EXERCISE DESCRIPTION: Pull each line containing "approved" from the data.

GIVEN ENTRIES START

PR #335, opened 2021-11-22
Solution

SerhiiKirik:
- [DEMO LINK](https://SerhiiKirik.github.io/js_task_parse_list_DOM/)

### DIFF
--- a/src/scripts/main.js
+++ b/src/scripts/main.js
@@ -1,3 +1,34 @@
 'use strict';
 
-// write code here
+const listOfEmployees = document.querySelector('ul');
+
+function getEmployees(list) {
+  const employees = [...list.children];
+
+  return employees;
+}
+
+function sortList(list) {
+  const callBack = (el) => (
+    +el.dataset.salary.replace(/[$,]/g, '')
+  );
+
+  const salary = getEmployees(listOfEmployees).sort((a, b) => (
+    callBack(b) - callBack(a)
+  ));
+
+  list.innerHTML = `
+    ${salary.map(employee => `
+      <li
+        data-position="${employee.dataset.position}"
+        data-salary="${employee.dataset.salary}"
+        data-age="${employee.dataset.age}"
+      >
+        ${employee.innerText}
+      </li>
+    `).join('')}
+  `;
+}
+
+getEmployees(listOfEmployees);
+sortList(listOfEmployees);
--- a/README.md
+++ b/README.md
@@ -1,5 +1,5 @@
 1. Replace `<your_account>` with your Github username in the link
-    - [DEMO LINK](https://<your_account>.github.io/js_task_parse_list_DOM/)
+    - [DEMO LINK](https://SerhiiKirik.github.io/js_task_parse_list_DOM/)
 2. Follow [this instructions](https://mate-academy.github.io/layout_task-guideline/)
     - Run `npm run test` command to test your code;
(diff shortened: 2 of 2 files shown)


src/scripts/main.js
```diff
@@ -1,3 +1,34 @@
 'use strict';
 
-// write code here
+const listOfEmployees = document.querySelector('ul');
+
+function getEmployees(list) {
+  const employees = [...list.children];
+
+  return employees;
+}
```
dariia-romanova, line 9: This function returns array of li element. It should return array of objects that looks like this instead:

> second, which returns an array of objects, where objects are employees.
> The schema for the employee:
> 
> ```
> {
>   name, 
>   position,
>   salary,
>   age
> }
> ```

dariia-romanova (changes requested):

dariia-romanova (approved):

src/scripts/main.js
SerhiiKirik: Mb you right, but i think, that immediately add the finished result is not a problem)

src/scripts/main.js
```diff
@@ -1,3 +1,34 @@
...
+
+function sortList(list) {
+  const callBack = (el) => (
+    +el.dataset.salary.replace(/[$,]/g, '')
+  );
```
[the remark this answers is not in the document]
SerhiiKirik: My bad)

src/scripts/main.js
illiarerun: `3. Create function getEmployees, which takes a list property, and returns an array of right objects.`
So yeah, let's do it that way

src/scripts/main.js
```diff
@@ -1,3 +1,34 @@
...
+        data-age="${employee.dataset.age}"
+      >
+        ${employee.innerText}
+      </li>
+    `).join('')}
+  `;
+}
+
+getEmployees(listOfEmployees);
+sortList(listOfEmployees);
```
illiarerun, line 34: All you actually need is one call
```suggestion
sortList(listOfEmployees);
```

src/scripts/main.js
```diff
@@ -1,3 +1,34 @@
...
+
+  return employees;
+}
+
+function sortList(list) {
+  const convertSalary = (el) => (
+    +el.dataset.salary.replace(/[$,]/g, '')
+  );
+
+  const salary = getEmployees(listOfEmployees).sort((a, b) => (
```
illiarerun, line 16: you can pass list from the closure

illiarerun (changes requested):
Good job 🔥  Let's work on fixes now:

src/scripts/main.js
```diff
@@ -1,3 +1,41 @@
...
+  return employees.map((employee) => ({
+    name: employee.innerHTML.trim(),
+    position: employee.dataset.position,
+    salary: employee.dataset.salary,
+    age: employee.dataset.age,
+  }));
+}
+
+function sortList(list) {
+  const employees = [...list.children];
```
illiarerun, line 17: You need to use your getEmployees func here

illiarerun (changes requested):

src/scripts/main.js
SerhiiKirik: 4.Call both functions.

illiarerun (approved):
LGTM 🔥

GIVEN ENTRIES END

RESPONSE BOX:
dariia-romanova (approved):
illiarerun (approved):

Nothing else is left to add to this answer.